# Pazardaki



## FlyingBird

İn this word i don't understand what suffix '*daki*' mean.

pazar mean sunday.
suffix 'da' mean in/on/at
'pazarda' would mean 'on sunday' 
Usually i know 'ki' mean 'that' but non sense,so what would it mean here?

İ found many words with suffix 'daki' but don't understand,i would really appreciate you answer 

Thank you in advance


----------



## Gemmenita

Merhaba,

"daki" or "deki" mean "*which is* in/on/at/..." and makes adjectif out of a  word.
like: 
arabadaki =which is in the car
 evdeki= which is in the house
önündeki= which is in front of you
etc.

But "Pazar" doesn't mean only "sunday", it means "market" and in your word "Pazardaki"
means  rather "which is in market". 

examples:
Pazardaki meyveler daha ucuz. = The fruits [which are ] in the market are cheaper.
like we say : Masadaki kitap benim = The book [which is] on the table is mine.


----------



## FlyingBird

Thank you 

Okay this my practice now in sentences below,is it good?

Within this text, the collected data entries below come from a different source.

PR #2314, opened 2023-09-07
Migrate PyTorch quickstart to Flower Datasets

adam-narozniak:
## Issue
Quickstart PyTroch example does not use partitioning (each client gets the same full dataset).

## Proposal
Use `flwr-datasets` to partition the data into 3 iid partitions.

### Explanation
* Keep the same PyTorch transforms
* Keep the federated evaluation.


adam-narozniak:
I can also use `click` for the command line args instead of parsearg (it will shorten the example; which might be crucial for that). WDYT?
It'd be then
```python
@click.command()
@click.option('--node_id', ....)
def load_dataset(node_id):
```

examples/quickstart-pytorch/client.py
```diff
@@ -56,30 +59,48 @@ def test(net, testloader):
     criterion = torch.nn.CrossEntropyLoss()
     correct, loss = 0, 0.0
     with torch.no_grad():
-        for images, labels in tqdm(testloader):
-            outputs = net(images.to(DEVICE))
-            labels = labels.to(DEVICE)
+        for batch in tqdm(testloader, "Testing"):
+            images = batch["img"]
+            labels = batch["label"]
+            outputs = net(images)
```
jafermarq, line 65:
```suggestion
            outputs = net(images.to(DEVICE))
```

examples/quickstart-pytorch/client.py
```diff
@@ -56,30 +59,48 @@ def test(net, testloader):
...
 
+# Get node id
+parser = argparse.ArgumentParser(description="Flower")
+parser.add_argument("--node-id", choices=[0, 1, 2], type=int, help="Partition of the "
+"dataset, which is divided into 3 iid partitions created artificially.")
+node_id = parser.parse_args().node_id
 # Load model and data (simple CNN, CIFAR-10)
 net = Net().to(DEVICE)
-trainloader, testloader = load_data()
+trainloader, testloader = load_data(node_id)
```
jafermarq, line 103: I just wonder if we should redesign slightly the example so things are not "floating" around in the global scope but instead are inside a `def main()` or something like that... just a thought

jafermarq (commented):
@adam-narozniak, I think `click` is cool but I wonder if it might confuse some people that are only familiar with `arparse`?

Some comments below.

examples/quickstart-pytorch/client.py
adam-narozniak: Actually, that was my first thought too. I even wrote the code that way and reverted but in the end, I think it is the best format that can also be added to the flower.dev e.g. as it is now on the main page.

adam-narozniak:
@jafermarq I'll try `click` to shorten the example. If we get any bad feedback or decide on the `def main()` structure let's revert to `argparse`.

examples/quickstart-pytorch/client.py
```diff
@@ -79,8 +96,7 @@ def load_data():
 
 # Load model and data (simple CNN, CIFAR-10)
 net = Net().to(DEVICE)
-trainloader, testloader = load_data()
-
+trainloader, testloader = load_data(standalone_mode=False)
```
adam-narozniak, line 99: the `standalone_mode=False` is needed to return anything from the `click` function

examples/quickstart-pytorch/pyproject.toml
```diff
@@ -11,6 +11,8 @@ authors = ["The Flower Authors <hello@flower.dev>"]
 [tool.poetry.dependencies]
 python = ">=3.8,<3.11"
 flwr = ">=1.0,<2.0"
+flwr-datasets = ">=0.0.2,<1.0.0"
 torch = "1.13.1"
 torchvision = "0.14.1"
```
jafermarq, line 16:
```suggestion
torch = "2.1.1"
torchvision = "0.16.1"
```

examples/quickstart-pytorch/requirements.txt
```diff
@@ -1,4 +1,6 @@
 flwr>=1.0, <2.0
+flwr-datasets>=0.0.2, <1.0.0
 torch==1.13.1
 torchvision==0.14.1
```
jafermarq, line 4:
```suggestion
torch==2.1.1
torchvision==0.16.1
```

jafermarq (commented):
maybe we can use this opportunity to bump up to torch 2+. works fine

jafermarq (dismissed):

examples/quickstart-pytorch/pyproject.toml
```diff
@@ -11,6 +11,7 @@ authors = ["The Flower Authors <hello@flower.dev>"]
 [tool.poetry.dependencies]
 python = ">=3.8,<3.11"
 flwr = ">=1.0,<2.0"
-torch = "1.13.1"
-torchvision = "0.14.1"
+flwr-datasets = {extras = ["vision"], version = ">=0.0.2,<1.0.0" }
```
danieljanes, line 14:
```suggestion
flwr-datasets = { extras = ["vision"], version = ">=0.0.2,<1.0.0" }
```

examples/quickstart-pytorch/requirements.txt
```diff
@@ -1,4 +1,5 @@
 flwr>=1.0, <2.0
-torch==1.13.1
-torchvision==0.14.1
+flwr-datasets>[vision]=0.0.2, <1.0.0
```
danieljanes, line 2: Shouldn't it be `[vision]>`?

examples/quickstart-pytorch/run.sh
```diff
@@ -2,16 +2,13 @@
 set -e
 cd "$( cd "$( dirname "${BASH_SOURCE[0]}" )" >/dev/null 2>&1 && pwd )"/
 
-# Download the CIFAR-10 dataset
-python -c "from torchvision.datasets import CIFAR10; CIFAR10('./data', download=True)"
```
danieljanes, line 6: How does HF DS handle concurrent requests when the dataset isn't cached on disk yet? We experienced issues with `torchvision.datasets` where concurrent clients trying to download the dataset corrupted each other.

danieljanes (changes requested):

examples/quickstart-pytorch/requirements.txt
adam-narozniak: Yes, fixed now

examples/quickstart-pytorch/run.sh
adam-narozniak: In empirical testing, I found it works ok but haven't found that stated explicitly in any docs. I would need to investigate the code or ask a question in the HF forum to make it 100% certain.

danieljanes (approved):

PR #2321, opened 2023-09-07
Unify task_res generation

panh99:
Unified task_res generation of gRPC, gRPC-rere, and REST in one place.

Added `configure_task_res()` function in `task_handler.py`. The function accepts task_res, corresponding task_res, and producer node as input and returns a new task_res with `group_id`, `workload_id`, `producer`, `consumer`, `ancestry` fields.


src/py/flwr/server/fleet/grpc_bidi/ins_scheduler.py
```diff
@@ -100,16 +101,10 @@ def _worker(
...
-            task=Task(
-                producer=Node(node_id=client_proxy.node_id, anonymous=False),
-                consumer=Node(node_id=0, anonymous=True),
-                legacy_client_message=client_message_proto,
-                ancestry=[task_ins.task_id],
-            ),
+        task_res = configure_task_res(
+            TaskRes(task=Task(legacy_client_message=client_message_proto)),
+            task_ins,
+            Node(node_id=0, anonymous=True),
```
danieljanes, line 107: Don't we need `Node(node_id=client_proxy.node_id, anonymous=False),` here? The `consumer` field needs to be `Node(node_id=0, anonymous=True),`

src/py/flwr/client/message_handler/task_handler.py
```diff
@@ -131,3 +132,35 @@ def wrap_client_message_in_task_res(client_message: ClientMessage) -> TaskRes:
...
+    task_res = TaskRes(
+        task_id="",  # This will be generated by the server
+        group_id=ref_task_ins.group_id,
+        workload_id=ref_task_ins.workload_id,
+        task=task_res.task,
+    )
+    # pylint: disable-next=no-member
+    task_res.task.MergeFrom(
+        Task(
+            producer=producer,
```
danieljanes, line 161: Can we get this value from `task_ins.consumer`, or do we need to provide it manually?

src/py/flwr/server/fleet/grpc_bidi/ins_scheduler.py
panh99: yes. changed to `Node(node_id=client_proxy.node_id, anonymous=False)`

src/py/flwr/client/message_handler/task_handler.py
panh99: I think we can actually get producer from `task_ins`. The producer arg here is bc, conventionally, we obtain `node`  from `node: Node = cast(Node, node_store[KEY_NODE])` and set it to be the `producer`. I am okay with both options.

danieljanes: Got it, let's leave it as-is

danieljanes (approved):

PR #2330, opened 2023-09-11
Add Flower Datasets docs setup

adam-narozniak:
Add the missing element needed for the documentation to be created.


datasets/doc/source/conf.py
```diff
@@ -26,13 +26,15 @@
 
 
 # Fixing path issue for autodoc
-sys.path.insert(0, os.path.abspath("../../src/py"))
+sys.path.insert(0, os.path.abspath("../../"))
+sys.path.insert(0, os.path.abspath("../../flwr_datasets"))
+sys.path.insert(0, os.path.abspath("../../flwr_datasets/federated_dataset"))
```
danieljanes, line 31: Are these two necessary?

datasets/doc/source/conf.py
```diff
@@ -47,6 +49,8 @@
 extensions = [
     "sphinx.ext.napoleon",
     "sphinx.ext.autodoc",
+    "sphinx.ext.autosummary",
+    "sphinx_autodoc_typehints",
```
danieljanes, line 53: Should we add these to other docs projects as well?

adam-narozniak: I use the auto-summary in the project to generate links to classes and methods like here image

adam-narozniak: I will delete the `sphinx_autodoc_typehints`. I didn't finally use it.

datasets/doc/source/conf.py
adam-narozniak: Now, I removed the bottom one, and everything works just fine.

danieljanes: And how the one ending in `flwr_datasets`? The previous version seems to only point at the directory, not the package itself

adam-narozniak: When the `sys.path.insert(0, os.path.abspath("../../flwr_datasets"))` is removed then I have as shorter API Reference
image

The full reference:
image

adam-narozniak: In any cases when I keep just one of them doesn't work (to produce the full API ref). The only setting that works is the 
```
sys.path.insert(0, os.path.abspath("../../"))
sys.path.insert(0, os.path.abspath("../../flwr_datasets"))
```

danieljanes (approved):

PR #2335, opened 2023-09-11
Add FDS get-started docs

adam-narozniak:
Add FDS get-started section of the documentation:
* Installation
* quickstart (with a short version of conversions).


datasets/doc/source/get-started-installation.rst
```diff
@@ -0,0 +1,33 @@
+Installation
+============
+
+Python Version
+--------------
+
+Federated Datasets requires `Python 3.8 <https://docs.python.org/3.8/>`_ or above.
```
danieljanes, line 7:
```suggestion
Flower Datasets requires `Python 3.8 <https://docs.python.org/3.8/>`_ or above.
```

danieljanes (changes requested):
There's no "get started" category in the Diataxis documentation framework, so I'd propose to make the installation page a how-to guide, and the quickstart a tutorial.

adam-narozniak:
Let me push back on that a little bit.
Neither there's a division into tutorial-series and tutorial (that corresponds to tutorial and quickstart-tutorial on the website). Notice that the tutorial-series serves as something very similar to get-started (a clearly defined learning path - therefore, provides a good user experience, especially for new users). While none of the mentioned categories are stated directly in the Diataxis documentation framework, we broke it for Flower. I would suggest treating it as a guiding principle here too, because we should prioritize user experience rather than keeping the strict structure according to some reference. Having something like a tutorial-series or get-started provides a clear learning flow to learn the essential parts of the library.
WDYT?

Raf*daki* kitap bana verir misiniz?  (Can you give me book *which is* on the shelf?)

or 

Raf*tan* kitap bana verir misiniz? (Can you give me book *from* shelf?)


----------



## Rallino

> Raf*daki* kitap bana verir misiniz?


_Raf*t*aki* kita*bı* bana verir misiniz?

_


> Raf*tan* kitap bana verir misiniz?


_Raftan bana (bir) kitap verir misiniz?_

If your object is in nominative (dictionary form), it has to be next to the verb.


----------



## Gemmenita

Merhaba FlyingBird,

In addition to my post #2, I shall say "daki" and "deki" are not only used for objects but for people too, meaning "*who is* in/on/at/..."
(I forgot to write it )

example:
Arabadaki kız benim kardeşim.= The girl [who is] in the car is my sister.

And sometimes you can even use them alone without noun (for not repeating):
examples:
Soru:Hangi kişi senin amcan?
cevap: Soldaki. (= Soldaki kişi= *the one* [*who is*] on the left).

Soru: Hangi sözlüğü seçeceksin?
cevap: Raftaki. ( Raftaki sözlük = *the one *[*which is*] on the shelf).


----------



## FlyingBird

Arabadaki adam - The guy which is in the car

But how would you say 'the guy which ​was in the car'?


----------



## Rallino

It's understood from the context.
Arabadaki adam John. → The guy who is in the car is John.
Arabadaki adam John'du. → The guy who was in the car was John.

But if you really want to give that little detail, you can opt for an _Indo-European_ relative clause: _Adam, ki arabanın içindeydi, John'du._
This is not very natural as a stand-alone sentence. But in context, it can be uttered to give small details.


----------